[RECORDS SHOWN]
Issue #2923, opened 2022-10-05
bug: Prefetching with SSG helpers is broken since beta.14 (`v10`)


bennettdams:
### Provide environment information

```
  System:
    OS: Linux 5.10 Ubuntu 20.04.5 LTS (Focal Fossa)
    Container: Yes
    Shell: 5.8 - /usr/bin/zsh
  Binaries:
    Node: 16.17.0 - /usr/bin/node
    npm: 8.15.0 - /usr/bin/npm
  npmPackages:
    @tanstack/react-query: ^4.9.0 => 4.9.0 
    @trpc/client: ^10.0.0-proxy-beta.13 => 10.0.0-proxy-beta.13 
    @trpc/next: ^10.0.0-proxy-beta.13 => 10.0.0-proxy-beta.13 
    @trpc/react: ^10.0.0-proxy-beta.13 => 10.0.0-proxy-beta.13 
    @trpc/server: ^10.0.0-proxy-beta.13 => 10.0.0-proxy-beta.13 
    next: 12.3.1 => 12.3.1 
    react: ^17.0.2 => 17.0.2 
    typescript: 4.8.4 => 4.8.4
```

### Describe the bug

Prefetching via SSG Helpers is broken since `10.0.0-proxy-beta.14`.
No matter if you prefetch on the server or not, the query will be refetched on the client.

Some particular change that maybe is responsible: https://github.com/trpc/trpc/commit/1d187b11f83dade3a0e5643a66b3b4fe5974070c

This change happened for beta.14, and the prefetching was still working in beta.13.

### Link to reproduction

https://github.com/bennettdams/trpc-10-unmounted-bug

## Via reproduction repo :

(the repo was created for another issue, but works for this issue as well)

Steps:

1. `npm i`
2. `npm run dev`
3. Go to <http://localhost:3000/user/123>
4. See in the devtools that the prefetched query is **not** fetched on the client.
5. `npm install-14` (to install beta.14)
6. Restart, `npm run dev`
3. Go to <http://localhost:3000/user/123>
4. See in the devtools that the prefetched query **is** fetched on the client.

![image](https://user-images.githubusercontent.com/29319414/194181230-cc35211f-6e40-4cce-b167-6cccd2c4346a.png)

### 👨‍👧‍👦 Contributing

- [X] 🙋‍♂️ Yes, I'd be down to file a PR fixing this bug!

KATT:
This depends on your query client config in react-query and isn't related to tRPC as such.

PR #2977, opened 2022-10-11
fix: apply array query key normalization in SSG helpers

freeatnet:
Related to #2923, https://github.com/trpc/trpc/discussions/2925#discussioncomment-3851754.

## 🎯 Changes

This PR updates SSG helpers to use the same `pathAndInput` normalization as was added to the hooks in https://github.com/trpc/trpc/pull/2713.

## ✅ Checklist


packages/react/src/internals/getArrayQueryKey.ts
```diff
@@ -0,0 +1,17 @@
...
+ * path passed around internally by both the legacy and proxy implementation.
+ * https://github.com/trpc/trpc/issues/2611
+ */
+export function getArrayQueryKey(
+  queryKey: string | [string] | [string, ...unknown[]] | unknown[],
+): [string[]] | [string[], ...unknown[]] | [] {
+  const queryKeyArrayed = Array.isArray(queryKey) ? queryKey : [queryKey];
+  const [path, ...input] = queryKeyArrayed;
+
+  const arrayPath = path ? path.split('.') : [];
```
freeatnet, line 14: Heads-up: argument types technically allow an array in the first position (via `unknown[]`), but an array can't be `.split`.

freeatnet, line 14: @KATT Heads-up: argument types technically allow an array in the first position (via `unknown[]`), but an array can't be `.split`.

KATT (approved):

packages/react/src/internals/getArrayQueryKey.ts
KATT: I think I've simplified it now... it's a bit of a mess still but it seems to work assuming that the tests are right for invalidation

[PROBLEM]
Copy out the lines above exactly, beginning at the one that contains "PR #2977, opened 2022-10-11" and ending at the one that contains "## 🎯 Changes".

[RESPONSE TO THE EXERCISE]
PR #2977, opened 2022-10-11
fix: apply array query key normalization in SSG helpers

freeatnet:
Related to #2923, https://github.com/trpc/trpc/discussions/2925#discussioncomment-3851754.

## 🎯 Changes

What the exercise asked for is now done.